PR #950, opened 2026-05-14
mainwindow: arm AB loop when B is set at current playback position

### LINKED ISSUE #949: AB loop doesn't activate when B is set at current playback position
### Bug

When I set point B while the player is past where I want to loop back from, the loop never kicks in. I have to seek back somewhere inside the A to B range myself before it starts looping.

### Steps to reproduce

1. Open a video.
2. Enable `Play > Loop > Repeat` (Ctrl+Backspace).
3. Start playing.
4. Press "Set Loop Start" (A) at some point.
5. Let it play for a few seconds.
6. Press "Set Loop End" (B).

Expected: it starts looping right away.
Actual: it just keeps playing past B. I have to seek somewhere between A and B for the loop to actually start.

### Why I think it happens

mpc-qt hands the loop points straight to mpv via `ab-loop-a` / `ab-loop-b` (see `setLoopPoints` in `src/mpvwidget.cpp:589`). mpv only triggers the loop when the playhead crosses B from inside the range. Since "Set B" uses the current playback time, the playhead is sitting right at B when the point is set, so mpv never sees it inside the range and never arms the loop.

### Is this intended?

Or should mpc-qt nudge the playhead back to A when this happens so the loop activates right away?

### Suggested fix

In `src/mainwindow.cpp`, in `on_actionPlayLoopEnd_triggered()` (line 3425), seek back to A if the playhead is already at or past B when B gets set with the loop enabled:

```cpp
void MainWindow::on_actionPlayLoopEnd_triggered()
{
    positionSlider_->setLoopB(mpvObject_->playTime());
    if (ui->actionPlayLoopUse->isChecked()) {
        double a = positionSlider_->loopA();
        double b = positionSlider_->loopB();
        mpvObject_->setLoopPoints(a, b);
        if (a >= 0 && b > a && mpvObject_->playTime() >= b)
            mpvObject_->setPlayTime(a);
    }
}
```

A matching guard in `on_actionPlayLoopStart_triggered()` would cover the mirror case.

Happy to send a PR if this direction sounds right.

Thoxy67:
When you press "Set Loop End" while playing, B gets set to the current playback time, so the playhead is sitting right on B at the moment the loop is armed. mpv only triggers ab-loop when the playhead crosses B from inside the range, so playback just keeps going past B until you seek back into [A, B] yourself.

Fix is to seek back to A with setTime() right after setLoopPoints when the loop is enabled, the range is valid, and the playhead is at or past B. Applied to all three handlers that arm the loop (Set Start, Set End, and Use toggled), so the same situation is also handled when re-enabling the loop after playback drifted past B while it was off.

Resolves #949

### DIFF
--- a/src/mainwindow.cpp
+++ b/src/mainwindow.cpp
@@ -3420,16 +3420,14 @@ void MainWindow::on_actionPlayLoopStart_triggered()
 {
     positionSlider_->setLoopA(mpvObject_->playTime());
     if (ui->actionPlayLoopUse->isChecked())
-        mpvObject_->setLoopPoints(positionSlider_->loopA(),
-                                  positionSlider_->loopB());
+        armAbLoop();
 }
 
 void MainWindow::on_actionPlayLoopEnd_triggered()
 {
     positionSlider_->setLoopB(mpvObject_->playTime());
     if (ui->actionPlayLoopUse->isChecked())
-        mpvObject_->setLoopPoints(positionSlider_->loopA(),
-                                  positionSlider_->loopB());
+        armAbLoop();
 }
 
 void MainWindow::on_actionPlayLoopUse_toggled(bool checked)
@@ -3441,11 +3439,22 @@ void MainWindow::on_actionPlayLoopUse_toggled(bool checked)
         if (positionSlider_->loopB() < 0 )
             positionSlider_->setLoopB(mpvObject_->playLength());
 
-        mpvObject_->setLoopPoints(positionSlider_->loopA(),
-                                  positionSlider_->loopB());
+        armAbLoop();
     }
     else
         mpvObject_->setLoopPoints(-1, -1);
+}
+
+void MainWindow::armAbLoop()
+{
+    double a = positionSlider_->loopA();
+    double b = positionSlider_->loopB();
+    mpvObject_->setLoopPoints(a, b);
+    if (a < 0 || b < 0)
+        return;
+    double loopEnd = std::max(a, b);
+    if (mpvObject_->playTime() > loopEnd)
+        mpvObject_->setTime(std::min(a, b));
 }
 
 void MainWindow::on_actionPlayLoopClear_triggered()
--- a/src/mainwindow.h
+++ b/src/mainwindow.h
@@ -125,6 +125,7 @@ private:
     void raiseWindow();
     void createAlwaysOnTopWindow();
     void showAlwaysOnTopWindow(bool show);
+    void armAbLoop();
 
     QIcon createIconFromSvg(const QString &svgPath, int maxSize) const;
     QPixmap renderPixmapFromSvg(const QString &path) const;


src/mainwindow.cpp
```diff
@@ -3419,17 +3419,25 @@ void MainWindow::on_actionMoveSubtitlesDown_triggered()
...
-    if (ui->actionPlayLoopUse->isChecked())
-        mpvObject_->setLoopPoints(positionSlider_->loopA(),
-                                  positionSlider_->loopB());
+    if (ui->actionPlayLoopUse->isChecked()) {
+        double a = positionSlider_->loopA();
+        double b = positionSlider_->loopB();
+        mpvObject_->setLoopPoints(a, b);
+        if (a >= 0 && b > a && mpvObject_->playTime() >= b)
+            mpvObject_->setTime(a);
+    }
```
tbertels: It seems like a good candidate for a function since the same code is used three times.
And hopefully, the function name will self document the code.

mpv doesn't actually care about the order of loopA and loopB.

Thoxy67: Good call, pushed the refactor.

Extracted the duplicated setLoopPoints plus snap-back logic into a private armAbLoop() helper, so the three call sites (Set Start, Set End, Use toggled) just call it after updating their respective loop point. The function name carries the intent.

Also dropped the b > a assumption per your note. Used std::max(a, b) for the "past the loop end" check and std::min(a, b) for the seek target, so the snap-back behaves correctly regardless of which order A and B were set in.

src/mainwindow.cpp
```diff
@@ -3441,13 +3439,24 @@ void MainWindow::on_actionPlayLoopUse_toggled(bool checked)
...
 
+void MainWindow::armAbLoop()
+{
+    double a = positionSlider_->loopA();
+    double b = positionSlider_->loopB();
+    mpvObject_->setLoopPoints(a, b);
+    if (a < 0 || b < 0)
+        return;
+    double loopEnd = std::max(a, b);
+    if (mpvObject_->playTime() >= loopEnd)
```
tbertels: It's a nitpick, but as mentioned in the issue: if the player is paused, it does work if we set the loop /start,end and enable repeat (and the other way around). It's still considered in the bounds.
So `>= loopEnd` can be replaced by `> loopEnd` and the first commit comment can be adjusted.

tbertels (changes requested):

Thoxy67:
Changed >= loopEnd to > loopEnd in armAbLoop() so the snap back only fires when the playhead has actually drifted past B. Sitting exactly at B stays in bounds and lets mpv handle it on its own, paused or playing.

Also reworded the first commit message to drop the "playhead sitting right on B" framing and describe the real failure mode (playback drifting past B before mpv reacts to the freshly armed loop). Force-pushed since I rebased to reword.

tbertels (approved):
Can you fixup the first commit with the second one?
As mentioned, you don't need to push a new commit for requested changes, GitHub shows a "Compare" button next to the force-push line so it's easy to check changes.

Thoxy67:
Done, rebased on master and fixupped the two commits into one. The branch is now a single arm AB loop when B is set at current position commit on top of latest master, no merge commit in the way. The Compare button on the force-push line should show the squash + the >=  to >  change.

tbertels:
> The Compare button on the force-push line should show the squash + the >= to > change.

It doesn't actually, because it only shows actual changes between forces-pushes, and that change was already shown in [the one before](https://github.com/mpc-qt/mpc-qt/compare/b166d2542b9c0f8231f3b4fe50a137ca8ee1d9f4..ba384e10f6b40045fd37c72c24f739ee5940e6ac).

tbertels:
Thanks!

----------

▶ _What the task requires_
Transcribe the entire listing above exactly.

▶ _Final answer_
PR #950, opened 2026-05-14
mainwindow: arm AB loop when B is set at current playback position

### LINKED ISSUE #949: AB loop doesn't activate when B is set at current playback position
### Bug

When I set point B while the player is past where I want to loop back from, the loop never kicks in. I have to seek back somewhere inside the A to B range myself before it starts looping.

### Steps to reproduce

1. Open a video.
2. Enable `Play > Loop > Repeat` (Ctrl+Backspace).
3. Start playing.
4. Press "Set Loop Start" (A) at some point.
5. Let it play for a few seconds.
6. Press "Set Loop End" (B).

Expected: it starts looping right away.
Actual: it just keeps playing past B. I have to seek somewhere between A and B for the loop to actually start.

### Why I think it happens

mpc-qt hands the loop points straight to mpv via `ab-loop-a` / `ab-loop-b` (see `setLoopPoints` in `src/mpvwidget.cpp:589`). mpv only triggers the loop when the playhead crosses B from inside the range. Since "Set B" uses the current playback time, the playhead is sitting right at B when the point is set, so mpv never sees it inside the range and never arms the loop.

### Is this intended?

Or should mpc-qt nudge the playhead back to A when this happens so the loop activates right away?

### Suggested fix

In `src/mainwindow.cpp`, in `on_actionPlayLoopEnd_triggered()` (line 3425), seek back to A if the playhead is already at or past B when B gets set with the loop enabled:

```cpp
void MainWindow::on_actionPlayLoopEnd_triggered()
{
    positionSlider_->setLoopB(mpvObject_->playTime());
    if (ui->actionPlayLoopUse->isChecked()) {
        double a = positionSlider_->loopA();
        double b = positionSlider_->loopB();
        mpvObject_->setLoopPoints(a, b);
        if (a >= 0 && b > a && mpvObject_->playTime() >= b)
            mpvObject_->setPlayTime(a);
    }
}
```

A matching guard in `on_actionPlayLoopStart_triggered()` would cover the mirror case.

Happy to send a PR if this direction sounds right.

Thoxy67:
When you press "Set Loop End" while playing, B gets set to the current playback time, so the playhead is sitting right on B at the moment the loop is armed. mpv only triggers ab-loop when the playhead crosses B from inside the range, so playback just keeps going past B until you seek back into [A, B] yourself.

Fix is to seek back to A with setTime() right after setLoopPoints when the loop is enabled, the range is valid, and the playhead is at or past B. Applied to all three handlers that arm the loop (Set Start, Set End, and Use toggled), so the same situation is also handled when re-enabling the loop after playback drifted past B while it was off.

Resolves #949

### DIFF
--- a/src/mainwindow.cpp
+++ b/src/mainwindow.cpp
@@ -3420,16 +3420,14 @@ void MainWindow::on_actionPlayLoopStart_triggered()
 {
     positionSlider_->setLoopA(mpvObject_->playTime());
     if (ui->actionPlayLoopUse->isChecked())
-        mpvObject_->setLoopPoints(positionSlider_->loopA(),
-                                  positionSlider_->loopB());
+        armAbLoop();
 }
 
 void MainWindow::on_actionPlayLoopEnd_triggered()
 {
     positionSlider_->setLoopB(mpvObject_->playTime());
     if (ui->actionPlayLoopUse->isChecked())
-        mpvObject_->setLoopPoints(positionSlider_->loopA(),
-                                  positionSlider_->loopB());
+        armAbLoop();
 }
 
 void MainWindow::on_actionPlayLoopUse_toggled(bool checked)
@@ -3441,11 +3439,22 @@ void MainWindow::on_actionPlayLoopUse_toggled(bool checked)
         if (positionSlider_->loopB() < 0 )
             positionSlider_->setLoopB(mpvObject_->playLength());
 
-        mpvObject_->setLoopPoints(positionSlider_->loopA(),
-                                  positionSlider_->loopB());
+        armAbLoop();
     }
     else
         mpvObject_->setLoopPoints(-1, -1);
+}
+
+void MainWindow::armAbLoop()
+{
+    double a = positionSlider_->loopA();
+    double b = positionSlider_->loopB();
+    mpvObject_->setLoopPoints(a, b);
+    if (a < 0 || b < 0)
+        return;
+    double loopEnd = std::max(a, b);
+    if (mpvObject_->playTime() > loopEnd)
+        mpvObject_->setTime(std::min(a, b));
 }
 
 void MainWindow::on_actionPlayLoopClear_triggered()
--- a/src/mainwindow.h
+++ b/src/mainwindow.h
@@ -125,6 +125,7 @@ private:
     void raiseWindow();
     void createAlwaysOnTopWindow();
     void showAlwaysOnTopWindow(bool show);
+    void armAbLoop();
 
     QIcon createIconFromSvg(const QString &svgPath, int maxSize) const;
     QPixmap renderPixmapFromSvg(const QString &path) const;


src/mainwindow.cpp
```diff
@@ -3419,17 +3419,25 @@ void MainWindow::on_actionMoveSubtitlesDown_triggered()
...
-    if (ui->actionPlayLoopUse->isChecked())
-        mpvObject_->setLoopPoints(positionSlider_->loopA(),
-                                  positionSlider_->loopB());
+    if (ui->actionPlayLoopUse->isChecked()) {
+        double a = positionSlider_->loopA();
+        double b = positionSlider_->loopB();
+        mpvObject_->setLoopPoints(a, b);
+        if (a >= 0 && b > a && mpvObject_->playTime() >= b)
+            mpvObject_->setTime(a);
+    }
```
tbertels: It seems like a good candidate for a function since the same code is used three times.
And hopefully, the function name will self document the code.

mpv doesn't actually care about the order of loopA and loopB.

Thoxy67: Good call, pushed the refactor.

Extracted the duplicated setLoopPoints plus snap-back logic into a private armAbLoop() helper, so the three call sites (Set Start, Set End, Use toggled) just call it after updating their respective loop point. The function name carries the intent.

Also dropped the b > a assumption per your note. Used std::max(a, b) for the "past the loop end" check and std::min(a, b) for the seek target, so the snap-back behaves correctly regardless of which order A and B were set in.

src/mainwindow.cpp
```diff
@@ -3441,13 +3439,24 @@ void MainWindow::on_actionPlayLoopUse_toggled(bool checked)
...
 
+void MainWindow::armAbLoop()
+{
+    double a = positionSlider_->loopA();
+    double b = positionSlider_->loopB();
+    mpvObject_->setLoopPoints(a, b);
+    if (a < 0 || b < 0)
+        return;
+    double loopEnd = std::max(a, b);
+    if (mpvObject_->playTime() >= loopEnd)
```
tbertels: It's a nitpick, but as mentioned in the issue: if the player is paused, it does work if we set the loop /start,end and enable repeat (and the other way around). It's still considered in the bounds.
So `>= loopEnd` can be replaced by `> loopEnd` and the first commit comment can be adjusted.

tbertels (changes requested):

Thoxy67:
Changed >= loopEnd to > loopEnd in armAbLoop() so the snap back only fires when the playhead has actually drifted past B. Sitting exactly at B stays in bounds and lets mpv handle it on its own, paused or playing.

Also reworded the first commit message to drop the "playhead sitting right on B" framing and describe the real failure mode (playback drifting past B before mpv reacts to the freshly armed loop). Force-pushed since I rebased to reword.

tbertels (approved):
Can you fixup the first commit with the second one?
As mentioned, you don't need to push a new commit for requested changes, GitHub shows a "Compare" button next to the force-push line so it's easy to check changes.

Thoxy67:
Done, rebased on master and fixupped the two commits into one. The branch is now a single arm AB loop when B is set at current position commit on top of latest master, no merge commit in the way. The Compare button on the force-push line should show the squash + the >=  to >  change.

tbertels:
> The Compare button on the force-push line should show the squash + the >= to > change.

It doesn't actually, because it only shows actual changes between forces-pushes, and that change was already shown in [the one before](https://github.com/mpc-qt/mpc-qt/compare/b166d2542b9c0f8231f3b4fe50a137ca8ee1d9f4..ba384e10f6b40045fd37c72c24f739ee5940e6ac).

tbertels:
Thanks!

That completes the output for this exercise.